ASSIGNMENT:
Copy, exactly and without additions, every line in the records below from the one holding "- The walk-vs-superposition" through the one holding "on the dosed", both ends included.

DATA:

Issue #351, opened 2026-06-15
fix(pk): event-driven analytical path silently drops infusion input on oral models


TeunP:
## Summary

The event-driven analytical PK path silently drops infusion (zero-order, `RATE>0`) input on **oral** models, producing ~0 concentration instead of the correct curve.

## Details

The oral propagators `propagate_one/two/three_cpt_oral` in `src/pk/event_driven.rs` take no input-rate argument, so a depot-bypassing infusion into the central compartment (`cmt 2`) has its rate — `rate_central`, correctly computed by the infusion-routing match for `(OneCptOral, 2) => rate_central` — silently discarded by the propagator.

**Impact:** any oral model receiving an infusion dose returns ~0 from the event-driven path, which is used for subjects with time-varying covariates, EVID=3/4 resets, and all IOV models. The superposition path (no-covariate subjects) handles it correctly, so the same model gives drastically different predictions for no-TV versus TV/IOV subjects — silently, with no error.

Surfaced during the #327 (bioavailability on IV/infusion) follow-up; distinct root cause.

## Scope note

Infusion into an oral **depot** (`cmt 1`) is a separate, ambiguous case (the superposition path bypasses to central; NONMEM does zero-order-into-depot) and remains an explicit error — out of scope here.

## Fix

#350 — threads the central input rate into the oral propagators via linear superposition (reuses the tested IV propagators from a zero initial state). The autodiff twin needs no change: the inner optimizer already routes oral+infusion subjects to FD gradients.

PR #350, opened 2026-06-15
fix(pk): apply infusion input to oral models on the event-driven path [closes #351]

TeunP:
## Why

The event-driven oral propagators (`propagate_one/two/three_cpt_oral`) took no input-rate argument, so a depot-bypassing infusion (`RATE>0` into the central compartment, `cmt 2`) had its rate **silently dropped** — giving ~0 concentration for any oral + infusion subject routed through the event-driven path (time-varying covariates, EVID=3/4 resets, or IOV), while no-covariate subjects (superposition path) got the correct curve.

The infusion-routing match already computed the central input rate for oral models (`(OneCptOral, 2) => rate_central`), but the oral propagators discarded it. Found during the #327 (bioavailability on IV/infusion) follow-up; distinct root cause.

## What changed

Thread a `rate_central` argument into the three oral propagators and add the constant central input by **linear superposition** — reuse the (tested) IV propagators from a zero initial state to isolate the pure forced response, then add it to the central (+ peripheral) compartments. The depot is untouched (depot-bypass convention, matching the superposition path).

The autodiff twin needs no change: the inner optimizer already routes oral + infusion subjects to FD gradients (the AD oral kernels are bolus-only), and that FD path now derives from the corrected objective. The guard's comment is updated to reflect it.

## Alternatives considered

- **Rewrite the AD oral propagators to carry the infusion.** Rejected: needs a cmt-routing remap (oral `cmt 2` is central, but the IV propagator treats `cmt 2` as peripheral), and it's unverifiable locally (`autodiff`-gated, no Enzyme).
- **Add an FD-fallback guard for oral + infusion in the AD path.** The inner optimizer already has exactly this guard, so no AD change was needed.
- **A bespoke oral-infusion closed form per propagator.** Rejected in favour of reusing the tested IV propagators (linear superposition).

## Cross-repo dependency

| Repo | PR | Status | Must merge |
|------|----|--------|------------|
| ferx (R) | — | not needed | — |

## Breaking changes
- [x] None

Oral + infusion models now produce correct (non-zero) event-driven predictions; no API or format change.

## Numerical validation
- [x] Compared against: NONMEM (closed form) and the superposition reference
- New test `event_driven_applies_oral_infusion_into_central`: for all three oral families, `event_driven_predictions == predict_concentration` (the superposition reference — a depot-bypassing IV-into-central infusion, i.e. the NONMEM result) at `F=1`, where it was ~0 before; and predictions scale linearly with `F`. Self-sufficient (independent of #327).

[...]

Issue #327, opened 2026-06-14
refactor(pk): retire (or guard) dead predict_iov_option_a — it silently drops F for IV/infusion if reactivated


TeunP:
## Background

`predict_iov_option_a` ([`src/pk/mod.rs:390`](https://github.com/FeRx-NLME/ferx-core/blob/main/src/pk/mod.rs)) is the legacy "Option-A" per-occasion analytical-superposition IOV path. Its own docstring says it is "retained only as a fallback for models that support neither the ODE nor the event-driven analytical path."

It builds infusion/IV-bolus concentrations via `one_cpt_infusion(dose, tau, cl, v)` / `one_cpt_iv_bolus(...)` (and the `*_ss` variants) — **none of which take `f_bio`**. So along this path, **bioavailability `F` is silently dropped for IV bolus and infusion dosing** (only the oral arms pass `p.f_bio()`).

## Why it is not a live bug today

The dispatch in `predict_iov` is:

```
ODE model                       -> ode_predictions_event_driven
supports_event_driven(pk_model) -> event_driven_predictions   <-- all 6 PkModel variants
else                            -> predict_iov_option_a        <-- unreachable
```

`supports_event_driven` returns `true` for **all six** `PkModel` variants (`OneCptIv/Oral`, `TwoCptIv/Oral`, `ThreeCptIv/Oral`), so the `else` branch is currently unreachable. The active event-driven path applies `F` correctly to both dose forms (bolus amount `f_bio()*amt`; infusion `f_bio*rate` with duration preserved — matches NONMEM), verified in `src/pk/event_driven.rs::{f_bioavailability_scales_bolus_and_infusion_linearly, lagtime_shifts_bolus_and_infusion_in_time}`.

## Risk / trigger

This is a latent landmine adjacent to active roadmap work. If a **7th** `PkModel` is added — e.g. via the built-in absorption models (#322) — and it is *not* listed in `supports_event_driven`, `predict_iov_option_a` becomes live and silently produces `F`× -wrong concentrations for any IV/infusion dosing, with no error. Silent-wrong is exactly the failure mode #324 just removed from the datareader.

## Proposed fix (pick one)

[...]

PR #921, opened 2026-07-23
test(pk): NONMEM .ctl anchor for oral central-infusion (event-driven) [closes #376]

### LINKED ISSUE #376: test(pk): dedicated NONMEM .ctl anchor for oral central-infusion (event-driven), currently anchored transitively
## Context

Follow-up from the review of #350 / #351.

PR #350 fixed the event-driven analytical path to apply a central (depot-bypass)
infusion on oral models. Its numerical validation is **transitive**: the new
tests assert `event_driven_predictions == predict_concentration` (the
superposition reference), and the superposition reference for a depot-bypass
infusion is the IV-into-central closed form, which is separately NONMEM-anchored.
Correctness therefore chains to NONMEM through the superposition path rather than
via a direct comparison.

## Why

CLAUDE.md's testing policy asks every behaviour that produces numerical results
to be validated against equivalent NONMEM output. The transitive chain is sound,
but a dedicated `.ctl`-backed anchor — an oral model (e.g. 1-cpt `ADVAN2`) with a
`cmt 2` infusion (`RATE>0`, depot bypass) and an estimated `F` — compared
directly to NONMEM `PRED/IPRED` would satisfy the rule more strictly and guard
the F-on-infusion interaction (#327/#349) on a real model.

## Scope
- Add a small oral + central-infusion dataset and `.ctl`, run NONMEM, and add the
  comparison to the test suite or the relevant docs page (as done for other
  estimators/error models).
- Cover F≠1 (the cross-path consistency the event-driven and superposition paths
  now share).

## References
- PR #350 / #351
- Related anchor-rigor issue: #284

TeunP:
Closes #376.

## Why

Follow-up from the review of #350 / #351 (issue #376). PR #350 fixed the
event-driven analytical path to apply a central (depot-bypass) infusion on oral
models, but its numerical validation is **transitive**: the #350 test only
asserts `event_driven_predictions == predict_concentration` (the superposition
reference), which in turn chains to NONMEM through the IV-into-central closed
form.

The gap this leaves is real and specific:

- `tests/nonmem_dose_compartment_anchor.rs` / the `dose_cmt_*` anchors cover oral
  infusion into the **peripheral** compartment only (ADVAN4 `CMT=3`, ADVAN12
  `CMT=3/4`) — **never the central `CMT=2`** of an oral model, which is exactly
  the #350 depot-bypass case.
- F-on-infusion (the #419 duration-scaling) was NONMEM-anchored only for a
  **cmt1 IV** infusion (`bioavailability_infusion.ctl`, ADVAN1) — never for F on
  an oral model's central infusion (the #327/#349 interaction #376 asks to
  guard).

## What changed

Test-only. Adds a dedicated `.ctl`-backed anchor for an oral model's central
(`CMT=2`) infusion, directly against NONMEM `PRED`, covering F=1 **and** F≠1:

- **Control streams + data** (NONMEM 7.6.0, `$ESTIMATION MAXEVAL=0`,
  `$TABLE ... FORMAT=,1PE17.10`): `nonmem_anchor/oral_central_inf_advan{2,4}_f{1,06}.ctl`
  (1-cpt ADVAN2 and 2-cpt ADVAN4, `RATE=25` into `CMT=2`, `F=1` and `F2=0.6`),
  their shared datasets, and verbatim outputs under
  `nonmem_anchor/results/oral_central_inf_*.{lst,tab}`.
- **`tests/oral_central_infusion_nonmem_anchor.rs`** (5 tests). Like the sibling
  dose-compartment anchor, every case asserts the **event-driven walk** (forced
  by a varying `WT` column the model never reads) *and* the **default
  superposition dispatch** against NONMEM `PRED`, and against each other — so a
  path that dropped the central rate (the #350 bug) or applied `F` on only one
  path fails here where the F=1-only self-check could not. The 1-cpt cases
  additionally assert ferx against the exact ADVAN1 **duration-scaled closed
  form** — a license-free oracle that reproduces the committed NONMEM digits
  independently of NONMEM's solver.

The obs grid (`t = 1, 3, 6, 10, 16 h`) straddles both infusion ends (`4 h` at
`F=1`, `2.4 h` at `F=0.6`), so the same times sit in the rising phase for one `F`
and the decay phase for the other — a rate/duration mix-up on one side cannot
pass both.

## Alternatives considered

- **Reuse the existing IV/peripheral anchors via the reduction** (oral `CMT=2`
  infusion with an empty depot ≡ 1-cpt IV `cmt1` infusion). Rejected as the
  primary evidence — #376 explicitly asks for a *dedicated* ADVAN2 run rather
  than trusting the reduction. NONMEM was run fresh; it *confirms* the reduction
  (`t=1` PRED `0.47581 = 5·(1−e^{−0.1})`, plateau `rate/(V·ke)=5`) rather than it
  being assumed.
- **Extend `nonmem_dose_compartment_anchor.rs`.** That harness is bit-pinned and
  carries no `F`; a separate file matching the repo's `*_nonmem_anchor.rs`
  convention keeps the F-threading isolated.

## Cross-repo dependency

## Breaking changes
- [x] None

## Numerical validation
- [x] Compared against: NONMEM 7.6.0 (control streams + verbatim `.lst`/`.tab`
  committed under `nonmem_anchor/`)
- [x] Reference values (NONMEM `PRED`, `FORMAT=,1PE17.10`):

```
# ADVAN2 (1-cpt oral) CMT=2 infusion, obs t = 1, 3, 6, 10, 16 h
F=1  : 0.47581290982  1.2959088966  1.3495955849  0.90466097461  0.49648846959
F2=.6: 0.47581290982  1.0047315645  0.74432344989 0.49893492919  0.27382129479
# ADVAN4 (2-cpt oral) CMT=2 infusion
F=1  : 0.46222223658  1.1951957279  1.0956488990  0.62303307734  0.31054165440
F2=.6: 0.46222223658  0.90910738405 0.57799283210 0.33374887600  0.17144103343
```

ferx matches all four on both analytical paths at `rel < 1e-9`. The F=1 and
F=0.6 curves share their `t=1` value (rate held, duration scaled — #419), and
the 1-cpt values reproduce the duration-scaled ADVAN1 closed form. The anchor
was mutation-tested (perturbing one reference constant fails both the NONMEM
assertion and the independent closed-form oracle).

## Performance
- [x] No significant impact expected (test-only)

## Tests
- [x] Regression test added — `tests/oral_central_infusion_nonmem_anchor.rs`
  (5 tests, all pass). Fails without the #350 fix (the event-driven walk
  returned ~0 for an oral central infusion).

## Docs
- [x] `CHANGELOG.md` — N/A (test-only; no user-visible change, per CLAUDE.md)
- [x] No user-visible change; `nonmem_anchor/README.md` anchor catalogue row added

## Reviewer hints

- The walk-vs-superposition split is exercised through the public `predict()`
  via the WT-covariate trick, identical to `nonmem_dose_compartment_anchor.rs`.
- ferx analytical models carry a single global `PK_IDX_F` applied to whichever
  compartment the dose targets (per-compartment `F{cmt}` is ODE-only,
  `types.rs:552`), so the NONMEM match puts the bioavailability on the dosed
  compartment (`F2`, not `F1` — `F1` is irrelevant with an empty depot).

## Open questions

None.


TeunP:
## Self-review (xhigh, adversarial — no happy paths)

Reviewed with fresh adversarial eyes; verified the load-bearing claims by reading production code rather than trusting the green test.

### Crux claims — verified, not assumed

| # | Claim under attack | Verdict | Evidence |
|---|--------------------|---------|----------|
| A | NONMEM constants transcribed correctly | ✅ | 20/20 byte-match the committed `.tab` |
| B | `[event-driven walk]` genuinely runs the walk (not superposition twice) | ✅ | `read_nonmem_csv(_, None, None)` auto-detects `WT` as a covariate (`datareader.rs:737`); `WT` varies → `is_tv` (`:1466`) → `obs_covariates` populated → `Subject::has_tv_covariates()` true → `compute_predictions_with_tv` (`pk/mod.rs:2126`) routes analytical + has_tv to `event_driven_predictions` (the #350 code). `plain_preds` (no `WT`) → superposition. Genuinely two distinct paths. |
| C | Analytical path, not a silent ODE fallback | ✅ | No `[odes]` block → `ode_spec` is `None` → analytical branches only |
| D | `F` duration-scales on cmt2 (not rate) | ✅ | NONMEM confirms; obs grid straddles both `F`-ends, so a rate/duration mix-up cannot pass. `F=1` and `F=0.6` share their `t=1` value (rate held) |
| E | Depot-bypass reduction (oral cmt2 ≡ 1-cpt IV cmt1) | ✅ | NONMEM run fresh, not assumed; `t=1` PRED = `5·(1−e^{−0.1})` exactly (plateau `rate/(V·ke)=5`) |

### Finding + fix

- **rigor — tolerance slack.** `NONMEM_TOL` was `1e-9` with no measured basis. The **measured** ferx-vs-NONMEM gap is ~2e-11 (max 1.98e-11 on ADVAN4, the last printed digit of the 11-sig-fig `$TABLE` reference). Probing: `1e-11` fails, `1e-10` passes all five. **Fixed** → `NONMEM_TOL = 1e-10` (single source of truth, reused by the closed-form-oracle check), removing the ~50× slack a subtle regression could hide in, with ~5× headroom over the floor to avoid last-digit flaking. Commit `9d3922dd`.

### Known limitation (not a blocker)

Walk == superposition for a central infusion, so if the `WT` → walk routing ever silently broke, `walk_preds` would fall back to superposition and the test would still pass. This is the same accepted limitation as the sibling `nonmem_dose_compartment_anchor.rs` — inherent to the `WT`-trick (no cmt2-infusion scenario has the two paths legitimately disagree). Mitigation is the code-read proof (B), not test self-verification.

### Other

- Mirrors the sibling anchor's structure and the repo's `*_nonmem_anchor.rs` convention. `cargo fmt` / `clippy` clean. Test-only → no CHANGELOG (correct per CLAUDE.md). No perf/security surface.
- Mutation-verified: a +2.1e-5 perturbation of one reference constant fails two independent assertions (the NONMEM anchor and the closed-form oracle).

**Verdict: sound.** No correctness defects; one rigor slack found and fixed.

RESPONSE AREA:
- The walk-vs-superposition split is exercised through the public `predict()`
  via the WT-covariate trick, identical to `nonmem_dose_compartment_anchor.rs`.
- ferx analytical models carry a single global `PK_IDX_F` applied to whichever
  compartment the dose targets (per-compartment `F{cmt}` is ODE-only,
  `types.rs:552`), so the NONMEM match puts the bioavailability on the dosed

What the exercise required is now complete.